Members of the Norwegian Parliament (Stortinget) used more than nine hours to debate a controversial new data storage law pressed upon them by the European Union (EU), amidst noise from the gallery and protests on the floor. A slim and unconventional majority finally approved the measure Monday night, but opponents vow to keep fighting for personal privacy and freedom.
So heated was disagreement over the measure, known as the “datalagringsdirektiv” (literally, data storage directive), that it saw members of the Conservative Party break away from their own party to vote against it, while some politicians called the measure “Orwellian” and claimed that “Big Brother is truly now watching us all.”
One member of the conservative Progress Party, Bård Hoksrud, went so far as to say that the new law will allow police to use methods that would “make the Stasi and KGB green with envy.” It was one of those rare issues where Norway’s most conservative party was in agreement with its most liberal, the Socialist Left (SV), which claimed the new law will allow “massive surveillance,” where all communications will be registered and stored.
The lengthy debate also was disrupted at one point by a noisy protest from the gallery, where members of the public had gathered to listen to Norwegian lawmakers argue. One man yelled that his constitutional rights were being violated. He was quickly escorted out.
‘Don’t understand the consequences’
“This is very, very bad,” the leader of the Liberal Party (Venstre), Trine Skei Grande, told news bureau NTB right after the voting was completed. “I don’t think those who voted in favour of the measure really understand the consequences of this measure. Future generations will condemn us for what was approved tonight.”
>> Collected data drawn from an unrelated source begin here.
Issue #1248, opened 2023-09-26
Enable TCP Keep alive


Quinn-With-Two-Ns:
Enable TCP Keep alive by default

https://github.com/temporalio/features/issues/123

PR #1299, opened 2023-11-22
Enable keep alive by default

Quinn-With-Two-Ns:
Enabled keep alive by default.

https://github.com/temporalio/sdk-go/issues/1248

### DIFF
--- a/internal/client.go
+++ b/internal/client.go
@@ -491,23 +491,26 @@ type (
 		// This value only used when TLS is nil.
 		Authority string
 
-		// Enables keep alive ping from client to the server, which can help detect abruptly closed connections faster.
-		EnableKeepAliveCheck bool
+		// Disable keep alive ping from client to the server.
+		DisableKeepAliveCheck bool
 
 		// After a duration of this time if the client doesn't see any activity it
 		// pings the server to see if the transport is still alive.
 		// If set below 10s, a minimum value of 10s will be used instead.
+		// default: 15s
 		KeepAliveTime time.Duration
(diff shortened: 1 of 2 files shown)


internal/client.go
```diff
@@ -492,23 +492,37 @@ type (
 		Authority string
 
 		// Enables keep alive ping from client to the server, which can help detect abruptly closed connections faster.
+		//
+		// Deprecated: Keep alive is now enabled by default, to disable set DisableKeepAliveCheck.
```
cretz, line 496: I'd be tempted to literally break compatibility and just remove this field. There's a difference between "deprecated" as if it is still used and "unused field". Thoughts?

cretz (commented):
Pedantic: May want to remove "TCP" from issue title (this is gRPC keep alive which is HTTP/2 keep alive using HTTP/2 pings, TCP keep alive is a separate thing).

internal/client.go
Quinn-With-Two-Ns: Yeah I thought about removing it, my only issue with removing it is I think it will only break the people who are not effected by this change. Since if you wanted it false you probably just didn't set it. I am fine removing it though if you want to

cretz: Let's bring up with team if it can wait a day or so

Quinn-With-Two-Ns: Fine with me

cretz (approved):
:+1: Reminder to add a big :boom: message to the release notes :-)

PR #1303, opened 2023-11-27
Make remoteDataConverter implement PayloadCodec

dandavison:
## What was changed
- Split `remoteDataConverter` into separate `PayloadCodec` and `DataConverter`

## Why?
- This change is used to fix bugs in and simplify the `temporal` CLI: https://github.com/temporalio/cli/pull/384

## Checklist

1. How was this tested: https://github.com/temporalio/cli/pull/384

2. Any docs updates needed?
No. The change is backwards compatible.

### DIFF
--- a/converter/codec.go
+++ b/converter/codec.go
@@ -347,27 +347,44 @@ func NewPayloadCodecHTTPHandler(e ...PayloadCodec) http.Handler {
 	return &codecHTTPHandler{codecs: e}
 }
 
-// RemoteDataConverterOptions are options for NewRemoteDataConverter.
+// RemotePayloadCodecOptions are options for RemotePayloadCodec.
 // Client is optional.
+type RemotePayloadCodecOptions struct {
+	Endpoint      string
+	ModifyRequest func(*http.Request) error
+	Client        http.Client
+}
+
+type remotePayloadCodec struct {
+	options RemotePayloadCodecOptions
+}
+
+// NewRemotePayloadCodec creates a PayloadCodec using the remote endpoint configured by RemotePayloadCodecOptions.
+func NewRemotePayloadCodec(options RemotePayloadCodecOptions) PayloadCodec {
+	return &remotePayloadCodec{options}
+}
+
+// Fields Endpoint, ModifyRequest, Client of RemotePayloadCodecOptions are also
+// exposed here in RemoteDataConverterOptions for backwards compatibility.
+
+// RemoteDataConverterOptions are options for NewRemoteDataConverter.
 type RemoteDataConverterOptions struct {
 	Endpoint      string
 	ModifyRequest func(*http.Request) error
 	Client        http.Client
 }
 
-// remoteDataConverter is a DataConverter that wraps an underlying data
-// converter and uses a remote codec to handle encoding/decoding.
 type remoteDataConverter struct {
-	parent  DataConverter
-	options RemoteDataConverterOptions
+	parent       DataConverter
+	payloadCodec PayloadCodec
 }
 
 // NewRemoteDataConverter wraps the given parent DataConverter and performs
 // encoding/decoding on the payload via the remote endpoint.
 func NewRemoteDataConverter(parent DataConverter, options RemoteDataConverterOptions) DataConverter {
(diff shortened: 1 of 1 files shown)


cretz:
I wonder if it'd be clearer to just have a `NewRemoteCodec`

converter/codec.go
```diff
@@ -364,7 +364,7 @@ type remoteDataConverter struct {
 
 // NewRemoteDataConverter wraps the given parent DataConverter and performs
 // encoding/decoding on the payload via the remote endpoint.
-func NewRemoteDataConverter(parent DataConverter, options RemoteDataConverterOptions) DataConverter {
+func NewRemoteDataConverter(parent DataConverter, options RemoteDataConverterOptions) *remoteDataConverter {
```
Quinn-With-Two-Ns, line 367: Generally you don't return an unexported type from an exported function

dandavison: OK, I'm not a Go expert -- I tentatively thought that it was reasonable in this case as a way of communicating to the caller that they can choose which interface they want to interpret the return value as implementing. But also, I was trying to make as minimal changes as possible in order to solicit initial feedback on the overall approach. I'll export the type if that's the right thing to do.

Quinn-With-Two-Ns: > I tentatively thought that it was reasonable in this case as a way of communicating to the caller that they can choose which interface they want to interpret the return value as implementing

The type does not need to be unexported for that to be the case. Unexported types are harder to work with and I believe the methods it implements won't show up on the docs so it can be hard to tell what it implements.

dandavison: Yep. I've exported it, and also changed the docstring to say "RemoteDataConverter is a DataConverter and PayloadCodec ..." 029d5aa97357d039d98c07ea6348debcf8aa260b

dandavison: What I haven't done yet is look into refactoring it cleanly as a standalone `PayloadCodec` used by a `DataConverter`, because I wanted to get an OK for this approach without making too many code changes. Not sure if you feel that's necessary or a future nice-to-have.

dandavison: @cretz if I do that do you think you would use it in the next version of the CLI? Do you envisage using a gRPC interceptor for payload encoding/decoding alone, and not for ser/de? (I'm thinking yes, but wanted to check).

converter/codec.go
```diff
@@ -342,27 +342,91 @@ func NewPayloadCodecHTTPHandler(e ...PayloadCodec) http.Handler {
...
 	Client        http.Client
 }
 
-// remoteDataConverter is a DataConverter that wraps an underlying data
-// converter and uses a remote codec to handle encoding/decoding.
+type remotePayloadCodec struct {
+	options RemotePayloadCodecOptions
+}
+
+func NewRemotePayloadCodec(options RemotePayloadCodecOptions) PayloadCodec {
```
cretz, line 357: All public Go API needs Godoc

converter/codec.go
```diff
@@ -342,27 +342,91 @@ func NewPayloadCodecHTTPHandler(e ...PayloadCodec) http.Handler {
...
+		return resultPayloads.Payloads, nil
+	}
+
+	message, _ := io.ReadAll(response.Body)
+	return payloads, fmt.Errorf("%s: %s", http.StatusText(response.StatusCode), message)
+}
+
+// RemoteDataConverterOptions are options for NewRemoteDataConverter.
+type RemoteDataConverterOptions struct {
+	RemotePayloadCodecOptions
```
cretz, line 413: This is a backwards incompatible change. I know it may seem strange (especially w/ code reuse in other languages), but I think the fields need to be copied in here same as they are in `RemotePayloadCodecOptions`. In addition to this being a backwards incompatible change, a user shouldn't have to know that we are reusing remote codec code underneath.

dandavison: Good catch @cretz! Still getting used to Go's embedded fields etc. Fixed: the fields are now present in both structs.

converter/codec.go
dandavison: Fixed, here and on `Encode`/`Decode`

Quinn-With-Two-Ns (approved):

Issue #1297, opened 2023-11-21
Update handle needs to be invoked immediately when registered with pending updates


Quinn-With-Two-Ns:
Update handle needs to be invoked immediately when registered with pending updates. If we do not it is possible a workflow function may return before the update handle is called, preventing the workflow from properly handling the update.

For example:
```Go
inFlightUpdates := 0
SetUpdateHandlerWithOptions(
	ctx,
	updateName,
	func() (T, error) {
                 inFlightUpdates = inFlightUpdates + 1
		// << change Workflow state >>

		return <result>, nil
	},
)

Await(inFlightUpdates == 0) // until Workflow is done
return
```
here the update handle won't be invoked until after the return so the `Await` won't work as intended

Issue #1235, opened 2023-09-13
Defers in `workflow.Go` should be run deterministically and in sequence on cache eviction.


Quinn-With-Two-Ns:
## Expected Behavior
Defers in `workflow.Go` should be run deterministically and in sequence on cache eviction.

## Actual Behavior

Defers in `workflow.Go` should be run in parallel.

## Steps to Reproduce the Problem
See https://github.com/temporalio/sdk-go/issues/1209

while https://github.com/temporalio/sdk-go/pull/1210 fixed the main consequence of the defers running in parallel there are still some edge cases where running the defers in parallel could cause problems for users.

When we fix this we need to make sure we think about how this will effect trying to evict a stuck workflow and make sure we don't block the cache eviction on this case

PR #1306, opened 2023-11-28
Handle updates immediately when registered

Quinn-With-Two-Ns:
Handle updates immediately when registered and give priority to update request over the main workflow coroutine if a handler is registered. Now when no update handlers have been registered instead of yielding the update coroutine we queue the update request and only create the coroutine when the handler is registered or there is no more coroutines to run. All update coroutines are now created at the front of the scheduler so they run before the root coroutine.

This change is a major change to how the Go SDK handles updates, it should be backwards compatible in the sense old workflows should continue to run, but new workflows will behave observably different to users.

closes https://github.com/temporalio/sdk-go/issues/1297


test/workflow_test.go
```diff
@@ -2128,6 +2128,63 @@ func (w *Workflows) PanicOnSignal(ctx workflow.Context) error {
...
 }
 
+func (w *Workflows) WaitOnUpdate(ctx workflow.Context) (int, error) {
+	inflightUpdates := 0
+	updatesRan := 0
+	sleepHandle := func(ctx workflow.Context) error {
+		inflightUpdates++
+		updatesRan++
+		err := workflow.Sleep(ctx, time.Second)
+		inflightUpdates--
```
Quinn-With-Two-Ns, line 2138: avoiding using defer here because https://github.com/temporalio/sdk-go/issues/1235

internal/internal_event_handlers.go
```diff
@@ -881,6 +886,41 @@ func (wc *workflowEnvironmentImpl) SideEffect(f func() (*commonpb.Payloads, erro
...
+func (wc *workflowEnvironmentImpl) DrainUnhandledUpdates() bool {
+	rerun := false
+	// Check if any blocked updates remain when we have no more coroutines to run and let them run so they are rejected.
+	// Generally iterating a map in workflow code is bad because it is non deterministic
+	// this case is fine since all these update handles will be rejected and not recorded in history.
+	for name, us := range wc.blockedUpdates {
+		for _, u := range us {
+			u()
+		}
+		rerun = true
```
dandavison, line 918: Is it definitely true that `us` was non-empty?

internal/internal_event_handlers.go
```diff
@@ -881,6 +886,41 @@ func (wc *workflowEnvironmentImpl) SideEffect(f func() (*commonpb.Payloads, erro
...
+		for _, update := range blockedUpdates {
+			update()
+		}
+		delete(wc.blockedUpdates, name)
+	}
+	return updatesHandled
+}
+
+func (wc *workflowEnvironmentImpl) DrainUnhandledUpdates() bool {
+	rerun := false
```
dandavison, line 910: nit: I think this variable name is reflecting the way it is used by a caller, rather than its role here. Suggest `anyExecuted` or something like that.

internal/internal_workflow.go
```diff
@@ -1095,8 +1104,10 @@ func (d *dispatcherImpl) ExecuteUntilAllBlocked(deadlockDetectionTimeout time.Du
 		d.mutex.Unlock()
 	}()
 	allBlocked := false
+	d.coroutines = append(d.newEagerCoroutines, d.coroutines...)
+	d.newEagerCoroutines = nil
 	// Keep executing until at least one goroutine made some progress
-	for !allBlocked {
+	for !allBlocked || d.allBlockedCallback() {
```
dandavison, line 1110: nit: this reads a bit oddly ("If not allblocked or allblocked"). I'm trying to think of a better name for the callback. Maybe something like `tryAdvance()`?

internal/internal_event_handlers.go
```diff
@@ -881,6 +886,41 @@ func (wc *workflowEnvironmentImpl) SideEffect(f func() (*commonpb.Payloads, erro
...
+}
+
+func (wc *workflowEnvironmentImpl) QueueUpdate(name string, f func()) {
+	wc.blockedUpdates[name] = append(wc.blockedUpdates[name], f)
+}
+
+func (wc *workflowEnvironmentImpl) HandleUpdates(name string) bool {
+	updatesHandled := false
+	if blockedUpdates, ok := wc.blockedUpdates[name]; wc.sdkFlags.tryUse(SDKPriorityUpdateHandling, !wc.isReplay) && ok {
+		updatesHandled = true
```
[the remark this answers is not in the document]
Quinn-With-Two-Ns: No reason

internal/internal_event_handlers.go
Quinn-With-Two-Ns: Yes, but i'll admit that isn't  obvious. We could move the  line into the range block to cover that case.

internal/internal_update_test.go
```diff
@@ -169,7 +171,6 @@ func TestUpdateValidatorFnValidation(t *testing.T) {
 }
 
 func TestDefaultUpdateHandler(t *testing.T) {
-	t.Parallel()
```
Sushisource, line 172: Why can't this be parallel any more?

internal/internal_event_handlers.go
```diff
@@ -881,6 +886,41 @@ func (wc *workflowEnvironmentImpl) SideEffect(f func() (*commonpb.Payloads, erro
...
+		delete(wc.blockedUpdates, name)
+	}
+	return updatesHandled
+}
+
+func (wc *workflowEnvironmentImpl) DrainUnhandledUpdates() bool {
+	rerun := false
+	// Check if any blocked updates remain when we have no more coroutines to run and let them run so they are rejected.
+	// Generally iterating a map in workflow code is bad because it is non deterministic
+	// this case is fine since all these update handles will be rejected and not recorded in history.
```
Sushisource, line 913: It wasn't immediately clear to me that rejection would happen because without the context of what the functions in `blockedUpdates` really are (wrappers around the update that will also reject if no one registered, not just the user handler) it seems like this might be executing handlers directly.

I'm not sure there's really any great way to deal with that, though.

Sushisource (commented):
This makes sense to me overall. Just a few comments but nothing major.

internal/internal_update_test.go
Quinn-With-Two-Ns: The workflow environment  this test shares isn't meant to be multithreaded

internal/internal_workflow.go
```diff
@@ -1123,8 +1134,10 @@ func (d *dispatcherImpl) ExecuteUntilAllBlocked(deadlockDetectionTimeout time.Du
 			}
 		}
 		// Set allBlocked to false if new coroutines where created
-		allBlocked = allBlocked && lastSequence == d.sequence
-		if len(d.coroutines) == 0 {
+		allBlocked = allBlocked && lastSequence == d.sequence && len(d.newEagerCoroutines) == 0
+		d.coroutines = append(d.newEagerCoroutines, d.coroutines...)
+		d.newEagerCoroutines = nil
```
dandavison, line 1139: This looks like it will be copying the contents of the `d.coroutines` array every time, even when `d.newEagerCoroutines` is empty. How about

```suggestion
		if len(d.newEagerCoroutines) > 0 {
			d.coroutines = append(d.newEagerCoroutines, d.coroutines...)
			d.newEagerCoroutines = nil
			allBlocked = false
		} else {
			allBlocked = allBlocked && lastSequence == d.sequence
		}
```

internal/internal_event_handlers.go
Quinn-With-Two-Ns: Yeah I can document more  clearly `blockedUpdates` doesn't contain the handlers directly, but spawns a coroutine  to handle them.

>It's also not immediately obvious that it's guaranteed that all updates will be rejected. I guess this is the case because, if the updates were registered, then they would have had their handlers run before all the coroutines block.

Yeah it is up to the handler to reject, I'd rather keep  the rejection logic all in the handler rather then sprinkle it around.

Quinn-With-Two-Ns: >That being the case - perhaps it would make more sense for this function to be called RejectUnhandledUpdates

I didn't name it that because I thought if I added a dynamic update handle then they would be handled here, we don't support dynamic anything in Go yet so maybe that isn't a good reason.

internal/internal_workflow.go
```diff
@@ -1123,8 +1134,10 @@ func (d *dispatcherImpl) ExecuteUntilAllBlocked(deadlockDetectionTimeout time.Du
 			}
 		}
```
dandavison, line 1135: In Typescript, the Update handler preempts _immediately_ the code that was executing the  `setHandler` call, whereas here we're going to let all outstanding coroutines run until they're blocked/exit, and only then turn to the queued eager Update handler. I think that's going to result in (subtly) different semantics, e.g. related to whether or not an Update handler will see changes made by other concurrent routines. I'm not necessarily suggesting a change; that may fall well within expected inter-SDK variability. But, it would be technically possible I think to execute the pending eager coroutines inside the inner for loop, rather than waiting for that loop to exit (and I suspect it would bring Typescript and Go semantics closer together, but I haven't done the work to come up with an example.)

Quinn-With-Two-Ns: Yes no coroutine in the Go SDK executes immediately when created. The same is true if users create  there own coroutine or resolve a future. The runtimes schedule work differently. I agree it is probably technically possible to make the updates more  "eager", but it isn't required to get the behavior WRT updates running before the main workflow function and allowing updates to run after being registered before the main function is finished.

dandavison: > It isn't required to get the behavior WRT updates running before the main workflow function and allowing updates to run after being registered before the main function is finished.

Hm, I think that's not true. Our requirements for signal and update hold that pending signals and updates must get an opportunity to influence the workflow return value, and the params passed to CAN. But the workflow return value may be computed by one of the pending coroutines in the inner loop. Similarly, one of the pending coroutines in the inner loop could be a signal or update handler that CANs.

I'm thinking that we can meet that requirement by ensuring that, when we yield back to the executor loop in `setUpdateHandler`, the new handler coroutine is the very next coroutine to be handled.

Here's a failing test that demonstrates what I'm saying. I think that because your test workflows are using `workflow.Await` before the end, they are passing, but that we actually have a stronger requirement.

```go
func (w *Workflows) UpdateSetHandlerOnly(ctx workflow.Context) (int, error) {
	updatesRan := 0
	updateHandle := func(ctx workflow.Context) error {
		updatesRan++
		return nil
	}
	workflow.SetUpdateHandler(ctx, "update", updateHandle)
	return updatesRan, nil
}
func (ts *IntegrationTestSuite) TestUpdateAlwaysHandled() {
	ctx, cancel := context.WithTimeout(context.Background(), 30*time.Second)
	defer cancel()
	options := ts.startWorkflowOptions("test-update-always-handled")
	options.StartDelay = time.Hour
	run, err := ts.client.ExecuteWorkflow(ctx, options, ts.workflows.UpdateSetHandlerOnly)
	ts.NoError(err)
	// Send an update before the first workflow task
	_, err = ts.client.UpdateWorkflow(ctx, run.GetID(), run.GetRunID(), "update")
	ts.NoError(err)
	// ts.NoError(updateHandle.Get(ctx, nil))
	var result int
	ts.NoError(run.Get(ctx, &result))
	ts.Equal(0, result)
}
```

The equivalent test in Typescript passes: https://github.com/dandavison/temporalio-sdk-typescript/blob/125241bbd3a1b3cf29e59d47eaa0e979ad3d7e69/packages/test/src/test-integration-update.ts#L217-L243

dandavison (changes requested):
This is great and it's been teaching about sdk-go. I'm currently thinking that we do need to implement maximally eager scheduling in order to uphold the requirements we've agreed upon (explained in comment).

internal/internal_workflow.go
Quinn-With-Two-Ns: This test passes with my changes

test/integration_test.go
```diff
@@ -2423,6 +2424,143 @@ func (ts *IntegrationTestSuite) TestMaxConcurrentSessionExecutionSizeWithRecreat
...
+	// Get the result
+	var result int
+	ts.NoError(run.Get(ctx, &result))
+	ts.Equal(0, result)
+}
+
+func (ts *IntegrationTestSuite) TestWaitOnUpdate() {
+	ctx, cancel := context.WithTimeout(context.Background(), 30*time.Second)
+	defer cancel()
+	// We want to start a single long-running activity in a session
```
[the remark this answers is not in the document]
Quinn-With-Two-Ns: Oh yeah this is not relevant

internal/internal_workflow.go
Quinn-With-Two-Ns: No worries, I don't see how CAN is different then returning any normal value from the workflow function

internal/internal_flags.go
```diff
@@ -44,7 +44,10 @@ const (
 	// a workflow task response's command set to order messages with respect to
 	// commands.
 	SDKFlagProtocolMessageCommand = 3
-	SDKFlagUnknown                = math.MaxUint32
+	// SDKPriorityUpdateHandling will cause update request to be handled before the main workflow method.
+	// It will also cause the SDK to immediately handle updates when a handler is registered.
+	SDKPriorityUpdateHandling = 4
```
cretz, line 49: Updates are experimental, do we have to put this on everyone's history forever now to preserve compatibility for experimental users?

cretz (approved):

internal/internal_flags.go
Quinn-With-Two-Ns: We can deprecate these at some point, like when update goes GA or after a few releases

cretz: Can we just release saying in some rare cases updates are incompatible with last release since they are experimental?

cretz: I think we should be ok breaking workflows using experimental updates instead of adding a flag for everyone. With this change, you can never remove this flag enumerate. So we made something experimental so we could make changes, but we're not allowing ourselves to make changes, so the code is forever burdened.

cretz: Yeah, that's an acceptable compromise. I understand the number 4 is now reserved forever, but ok. I personally prefer to break now, but your choice.

dandavison:
Great, that second modification to the loop was pretty clean. So my only remaining question here is about backwards compatibility: suppose that we decide that we are interested in guaranteeing that updates execute in the order supplied by sdk-core, rather than the order of handler registration. If we were to release this now, would that make such work more difficult than it would be without having released this change?

dandavison (approved):
LGTM!

internal/internal_flags.go
cretz: Sorry to unresolve this...can we make a new issue or something so we don't forget to remove this flag some day instead of setting for everyone forever?

cretz (approved):

internal/internal_flags.go
Quinn-With-Two-Ns: https://github.com/temporalio/sdk-go/issues/1315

She was an early opponent of the measure, which will require storage of Norwegians’ telephone and Internet use and e-mail for up to six months, bringing Norway in line with an EU directive on telecommunications storage. Its purpose is to help police investigate and even prevent serious crimes and terrorism, but opponents claim it’s a serious violation of the right to private communication.
The issue split Norway’s left-center government coalition, with two of its three party members opposed but dominant Labour in favour. Labour then allied itself with the Conservative Party, normally its arch rival, and the two hammered out a compromise that was approved Monday night by a vote of 89 to 80.
The voting saw five members of the Conservatives, who also had opposed the measure since it surfaced in 2006, break away from their newly compromised party line and vote against the measure, thus maintaining their long-held opposition. That wasn’t enough, however, to block it.
Still some bargaining room
Dagfinn Høybråten, a former government minister from the Christian Democrats, noted that electronic communication will be stored with good intentions, but claimed the new law will weaken confidence between the state and its citizens.
Justice Minister Knut Storberget of the Labour Party, who has fought for the measure, admitted that personal privacy and police needs can’t always be reconciled. But he was confident the limits on the law, including data storage for no more than six months, will maintain privacy in the long run. He had initially argued for storage of up to a year but settled for six months (the EU’s minimum requirement) in the compromise with the Conservatives.
Foreign Minister Jonas Gahr Støre had also lobbied hard for the measure to be approved, claiming approval will give Norway more bargaining room before the EU itself formally evaluates it later this spring. That can take up to two years, and opponents are already gearing up for ways to influence or even block its final approval at the EU level.